La denuncia – Davanti alla morte dell’ennesimo ex professionista del calcio, il magistrato torinese Raffaele Guariniello, già autore di uno studio epidemiologico sulla materia, è tornato ad accendere i fari sulla correlazione tra calcio e Sla: «Non si vuole criminalizzare il calcio, ma trovare il nesso – ha detto al Corriere della Sera -. Peccato non aver mai incontrato un pentito su questo fronte: la mafia li ha, il calcio no». Sono passati quasi vent’anni dalla morte della bandiera del Genoa, Gianluca Signorini (6 novembre 2002), ma niente sembra essere cambiato: la Sla rimane una malattia neurodegenerativa incurabile. La Fifa non è ancora disposta a collaborare per finanziare studi più approfonditi con una maggiore quantità di dati: «La ricerca va avanti, ma sul fronte calcio siamo fermi. Nel silenzio generale i calciatori continuano ad ammalarsi e morire», ha dichiarato Chantal Borgonovo, vedova di Stefano, attaccante della Fiorentina anni Novanta. La loro battaglia per sensibilizzare l’opinione pubblica ha portato il tema della Sla sulle prime pagine dei giornali, ma ancora non è abbastanza per sconfiggere la «malattia dei calciatori».
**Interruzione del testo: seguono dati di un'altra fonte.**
PR #2271, opened 2023-11-30
Alias health_check so it responds to health-check

CristinaRO:
## Changes in this PR

The AWS health check endpoint has been configured to look for the route `health-check` instead of `health_check`.

Rather than asking them to reconfigure it, we will accept that both versions (with dash and with underscore) are common, and provide an alias for the route, so that it responds to both requests.

## Screenshots of UI changes

N/A

## Next steps

### DIFF
--- a/config/routes.rb
+++ b/config/routes.rb
@@ -21,6 +21,7 @@ Rails.application.routes.draw do
 
   scope module: "public" do
     get "health_check" => "base#health_check"
+    match "health-check" => "base#health_check", :via => :get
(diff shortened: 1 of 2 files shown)


CristinaRO:
[Application health check should respond to health-check as well as health_check](https://trello.com/c/LmEcnssW/3000-application-health-check-should-respond-to-health-check-as-well-as-healthcheck)

mec (approved):
🚢

PR #2273, opened 2023-12-04
Release 141

CristinaRO:
- The IATI activity scope is calculated based on the benefitting countries and included in the IATI XML download as applicable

I numeri – Le denunce hanno trovato una conferma nello studio dell’Istituto Mario Negri di Milano (marzo 2019), il primo che abbia seriamente analizzato il fenomeno della correlazione tra calcio e malattie neurodegenerative. Su 23.875 calciatori che hanno militato nelle Serie A, B e C dalla stagione 1959/60 fino al 1999/2000 sono state contate 32 vittime. Salgono a 34, quasi un anno dopo, con le morti di Anastasi e l’ex difensore della Fiorentina, Giovanni Bertini (3 dicembre 2019, aveva 68 anni). Potrebbe non sembrare un numero consistente, se non si considerasse l’incidenza sul resto della popolazione: in media si registrano 1,7 casi ogni centomila abitanti, ma tra i calciatori la Sla ne colpisce quasi il doppio, 3,2 casi ogni centomila, che sale a 6 se si contano solo quelli di Serie A. E ancora, gli ex professionisti si ammalano in media 22 anni prima rispetto a tutti gli altri, intorno ai 43. Questa è l’unica evidenza scientifica a disposizione. Si cerca ancora la risposta.
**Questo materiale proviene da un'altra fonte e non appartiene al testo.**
PR #2281, opened 2023-12-13
(2931) Actual, Refund and Comment csv import row

mec:
- Add Actial and Refund csv import row
- WIP: Use new csv import row

## Next steps

### DIFF
--- a/app/models/import/transactions/actual_and_refund_csv_row.rb
+++ b/app/models/import/transactions/actual_and_refund_csv_row.rb
@@ -1,0 +1,216 @@
+class Import::Transactions::ActualAndRefundCsvRow
+  attr_reader :errors
+
+  def initialize(csv_row)
+    @row = csv_row
+    @errors = {}
+  end
+
+  def valid?
+    validate_roda_identifier_cannot_be_blank
+    validate_financial_quarter
+    validate_financial_year
+    validate_receiving_organisation_type
+
+    if validate_financial_value_for("Actual Value") && validate_financial_value_for("Refund Value")
+      validate_actual_and_refund_separate
+      validate_activity_comment
+      validate_refund_require_comment
+    end
+
+    @errors.empty?
+  end
+
+  def invalid?
+    !valid?
+  end
+
+  def description
+    return nil unless validate_financial_quarter && validate_financial_year
+
+    quarter = financial_quarter
+    year = financial_year
+
+    "#{FinancialQuarter.new(quarter, year)} spend on #{activity.title}"
+  end
+
+  def activity
+    @_activity ||= Activity.find_by_roda_identifier(roda_identifier)
+    if @_activity.nil?
+      @errors["Activity RODA Identifier"] = [roda_identifier, "Activity cannot be found"]
+    end
+    @_activity
+  end
+
+  def roda_identifier
+    @row.field("Activity RODA Identifier") || :blank
+  end
+
+  def actual_value
+    fetch_financial_value_for_column("Actual Value")
+  end
+
+  def refund_value
+    fetch_financial_value_for_column("Refund Value")
+  end
+
+  def comment
+    @row.field("Comment") || :blank
+  end
+
+  def providing_organisation
+    return nil if activity.nil?
+
+    activity.providing_organisation
+  end
+
+  def financial_quarter
+    @row.field("Financial Quarter") || :blank
+  end
+
+  def financial_year
+    @row.field("Financial Year") || :blank
+  end
+
+  def receiving_organisation_name
+    @row.field("Receiving Organisation Name") || :blank
+  end
+
+  def receiving_organisation_type
+    @row.field("Receiving Organisation Type") || :blank
+  end
+
+  def receiving_organisation_iati_reference
+    @row.field("Receiving Organisation IATI Reference") || :blank
+  end
+
+  def transaction_type
+    return nil unless validate_financial_value_for("Actual Value") && validate_financial_value_for("Refund Value")
+
+    return :blank if blank?(actual_value) && blank?(refund_value) && blank?(comment)
+    return :comment if not_blank?(comment) && exactly_zero?(actual_value) && exactly_zero?(refund_value)
+    return :actual if not_blank_or_zero?(actual_value) && blank_or_zero?(refund_value)
+    return :refund if not_blank_or_zero?(refund_value) && blank_or_zero?(actual_value)
+  end
+
+  private def validate_receiving_organisation_type
+    return true if receiving_organisation_type.eql?(:blank)
+
+    unless value_in_code_list?("organisation_type", receiving_organisation_type)
+      @errors["Receiving Organisation Type"] = [
+        receiving_organisation_type, I18n.t("importer.errors.actual.invalid_iati_organisation_type")
+      ]
+      return false
+    end
+    true
+  end
+
+  private def validate_activity_comment
+    if blank?(comment) && exactly_zero?(actual_value) && exactly_zero?(refund_value)
+      @errors["Comment"] = [comment, "Activities with 0 actual and 0 refund require a comment"]
+    end
+
+    if not_blank?(comment) && blank?(actual_value) && blank?(refund_value)
+      @errors["Comment"] = [comment, "Actual and refund must both be zero to provide a comment"]
+    end
+  end
+
+  private def validate_actual_and_refund_separate
+    if not_blank_or_zero?(actual_value) && not_blank_or_zero?(refund_value)
+      @errors["Actual Value"] = [actual_value, "You cannot report actual and refunds together"]
+      @errors["Refund Value"] = [refund_value, "You cannot report actual and refunds together"]
+    end
+  end
+
+  private def validate_financial_quarter
+    if blank?(financial_quarter)
+      @errors["Financial Quarter"] = [financial_quarter, "Cannot be blank"]
+      return false
+    elsif ["1", "2", "3", "4"].none?(financial_quarter)
+      @errors["Financial Quarter"] = [financial_quarter, "Must be 1, 2, 3 or 4"]
+      return false
+    end
+    true
+  end
+
+  private def validate_financial_year
+    if blank?(financial_year)
+      @errors["Financial Year"] = [financial_year, "Cannot be blank"]
+      return false
+    elsif financial_year.length > 4
+      @errors["Financial Year"] = [financial_year, "Must be a four digit year"]
+      return false
+    end
+    true
+  end
+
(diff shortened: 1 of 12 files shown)


spec/support/shared_examples/behaves_like_financial_value.rb
```diff
@@ -0,0 +1,61 @@
+RSpec.shared_examples "a financial value" do |header|
```
CristinaRO, line 1: Could we have an explicit spec for "when value is 0", so we're clear what happens?

spec/models/import/transactions/actual_and_refund_csv_row_spec.rb
```diff
@@ -0,0 +1,583 @@
...
+        allow(csv_row).to receive(:field).with("Activity RODA Identifier").and_return(nil)
+        row = described_class.new(csv_row)
+
+        expect(row.roda_identifier).to eql(:blank)
+      end
+    end
+  end
+
+  describe "#actual_value" do
+    it "returns the value from the csv row" do
```
CristinaRO, line 54: The description of this spec feels incomplete. It's not just returning the value, it's converting it into a BigDecimal.

It feels like there's an implicit context here too, "when the value is numeric".

What happens when the value is zero?

spec/models/import/transactions/actual_and_refund_csv_row_spec.rb
```diff
@@ -0,0 +1,583 @@
...
+        allow(csv_row).to receive(:field).with("Actual Value").and_return(nil)
+        row = described_class.new(csv_row)
+
+        expect(row.actual_value).to eql(:blank)
+      end
+    end
+  end
+
+  describe "#refund_value" do
+    it "returns the value from the csv row" do
```
CristinaRO, line 84: Same observation as for the actual_value spec.

spec/models/import/transactions/actual_and_refund_csv_row_spec.rb
```diff
@@ -0,0 +1,583 @@
...
+  end
+
+  describe "#comment" do
+    it "returns the value from the csv row" do
+      row = described_class.new(valid_csv_row)
+
+      expect(row.comment).to eql("This is a comment.")
+    end
+
+    context "when the comment is empty" do
```
CristinaRO, line 120: What happens if the comment is an empty string instead of nil?

spec/models/import/transactions/actual_and_refund_csv_row_spec.rb
```diff
@@ -0,0 +1,583 @@
...
+        allow(csv_row).to receive(:field).with("Receiving Organisation Type").and_return(nil)
+        row = described_class.new(csv_row)
+
+        expect(row.receiving_organisation_type).to eql(:blank)
+      end
+    end
+  end
+
+  describe "#transaction_type" do
+    context "when the actual value is not zero and the refund value is zero" do
```
CristinaRO, line 287: What does it return when the actual value is not zero and the refund value is an empty string or nil?

I would expect it to return `:actual`.

spec/models/import/transactions/actual_and_refund_csv_row_spec.rb
```diff
@@ -0,0 +1,583 @@
...
+        allow(csv_row).to receive(:field).with("Actual Value").and_return("10000.50")
+        allow(csv_row).to receive(:field).with("Refund Value").and_return("0")
+        allow(csv_row).to receive(:field).with("Comment").and_return("This is a comment on an actual")
+        row = described_class.new(csv_row)
+
+        expect(row.transaction_type).to eql :actual
+      end
+    end
+
+    context "when the actual value is zero and the refund value is not zero" do
```
CristinaRO, line 299: It should also return `:refund` if the actual value is an empty string or nil, just in case the user has deleted the pre-populated zero.

spec/models/import/transactions/actual_and_refund_csv_row_spec.rb
```diff
@@ -0,0 +1,583 @@
...
+      it "returns refund" do
+        csv_row = double(CSV::Row)
+        allow(csv_row).to receive(:field).with("Actual Value").and_return("0")
+        allow(csv_row).to receive(:field).with("Refund Value").and_return("10000.32")
```
CristinaRO, line 303: If the refund value is not numeric, does it return `:refund` and let the validation deal with the non-numeric elsewhere?

spec/models/import/transactions/actual_and_refund_csv_row_spec.rb
```diff
@@ -0,0 +1,583 @@
...
+        allow(csv_row).to receive(:field).with("Comment").and_return("This is a comment on an refund")
+        row = described_class.new(csv_row)
+
+        expect(row.transaction_type).to eql :refund
+      end
+    end
+
+    context "when the actual value is zero and the refund value is zero" do
```
CristinaRO, line 311: What happens when the actual value is zero and the refund value is an empty string or nil, and there is a comment? I would expect it to also be `:comment`.

Or when the actual value and refund value are both empty strings/nil, and there is a comment?

spec/models/import/transactions/actual_and_refund_csv_row_spec.rb
```diff
@@ -0,0 +1,583 @@
...
+          end
+        end
+      end
+    end
+
+    describe "refunds" do
+      it_behaves_like "a financial value", "Refund Value"
+
+      context "when there is a comment" do
+        it "is invalid" do
```
CristinaRO, line 423: Did you mean "is valid"? The expectation on row 430 asserts that it is valid.

spec/models/import/transactions/actual_and_refund_csv_row_spec.rb
```diff
@@ -0,0 +1,583 @@
...
+        it "is invalid with an appropriate message" do
+            csv_row = valid_csv_row
+            allow(csv_row).to receive(:field).and_call_original
+            allow(csv_row).to receive(:field).with("Actual Value").and_return(nil)
+            allow(csv_row).to receive(:field).with("Refund Value").and_return(nil)
+            allow(csv_row).to receive(:field).with("Comment").and_return("This is a valid activity comment")
+            row = described_class.new(csv_row)
+
+            expect(row).to be_invalid
+            expect(row.errors["Comment"][1]).to include("must both be zero to provide a comment")
```
CristinaRO, line 530: Ah, this is an assumption that I would like to validate with Dan & co.

For the PO users' convenience, I would expect that they would prefer to not have to add a zero in the Refund value column manually. Is there a strong need for ease of development to require this?

spec/models/import/transactions/actual_and_refund_csv_row_spec.rb
```diff
@@ -0,0 +1,583 @@
...
+            allow(csv_row).to receive(:field).with("Comment").and_return(nil)
+            row = described_class.new(csv_row)
+
+            expect(row).to be_invalid
+            expect(row.errors["Comment"][1]).to include("with 0 actual and 0 refund require a comment")
+        end
+      end
+
+      context "when all of the required values are blank" do
+        it "is invalid with an appropriate message" do
```
CristinaRO, line 549: The description says invalid, but the assertion on row 557 says valid, so I'm confused!

spec/models/import/transactions/actual_and_refund_csv_row_spec.rb
mec: I went with the explicit '0' to make it clear the intention is to say:

> I have 0 actual value and 0 refund value and a comment to leave

But I don't mind what we do, it just needs deciding?

app/models/import/transactions/actual_and_refund_csv_row.rb
```diff
@@ -0,0 +1,216 @@
...
+    begin
+      ConvertFinancialValue.new.convert(value)
+    rescue ConvertFinancialValue::Error
+      @errors[header] = [value, I18n.t("importer.errors.actuals_and_refunds.non_numeric")]
+      valid = false
+    end
+    valid
+  end
+
+  private def blank?(value)
```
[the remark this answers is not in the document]
mec: Interesting, I went with `blank` as that is the language used in the existing implementation for 'empty' when informing the user:

https://github.com/UKGovernmentBEIS/beis-report-official-development-assistance/blob/0378e81390bf956432e9d457175c0220ebcdf383/app/services/actual/import.rb#L183

I think I preferred the idea of 'empty' but that is also a Rails method!

It was original nil, but this became tricky and messy in parts, in the end I decided to stick to the path that was already trodden.

Happy to do something else though.

spec/models/import/transactions/actual_and_refund_csv_row_spec.rb
mec: 👍 Fair point, I'll update the spec.

spec/models/import/transactions/actual_and_refund_csv_row_spec.rb
mec: My understanding here is that `CSV::Row`, which is the expected passed in object returns nil for empty values, you would have to do something else to get an empty string?

spec/models/import/transactions/actual_and_refund_csv_row_spec.rb
mec: `refund_value` cannot be an empty string or `nil` by design - we try to represent that as :blank right now.

See note about about " " (space) though.

spec/models/import/transactions/actual_and_refund_csv_row_spec.rb
mec: The first state cannot happen as `refund_value` returns a string or :blank along with " " (space)!

The second state is explicitally considered invalid at the moment by desgin, I made the decision to expect explicit zeros when adding a 'activity comment' - we can change that decision, I just need to know and Ideally, know all the states first.

spec/models/import/transactions/actual_and_refund_csv_row_spec.rb
mec: I've added a guard that represents:

> we cannot infer the type unless the actual and refund value are numeric

which would equte to an invalid row anyway that would not be imported - but now we cover the case be returning `nil`

mec: Wow, moving the responsibility up creates a bunch of duplication I am not super happy with! I'll leave it witht the guard for now.

mec:
Thanks for all the feedback, this work has been superceded by #2284, closing now.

La ricerca di Glasgow – Proprio in questi giorni si sta discutendo della decisione della Federcalcio scozzese di vietare i colpi di testa ai ragazzini sotto i 12 anni (misura già introdotta nel 2016 negli Stati Uniti). Il divieto, che dovrebbe essere introdotto entro la fine del mese di gennaio, segue le evidenze portate da una ricerca dell’Università di Glasgow dell’ottobre del 2019. Giocare a calcio a livello professionistico triplicherebbe il rischio di malattie neurodegenerative come Alzheimer, Sla e Parkinson, a causa dell’impatto dei colpi di testa nel corso della carriera. A influire non sarebbero i colpi forti, ma il totale degli impatti alla testa: se un giocatore colpisce la palla tra le 6 e le 12 volte a partita – senza considerare gli allenamenti – significa migliaia di volte in carriera. La ricerca è stata condotta su oltre settemila ex professionisti scozzesi nati tra il 1900 e 1976, e ha evidenziato una mortalità media per questo tipo di malattie di 3,5 in più rispetto al resto della popolazione: 5 volte in più per l’Alzheimer, 4 per la Sla e il doppio per il Parkinson.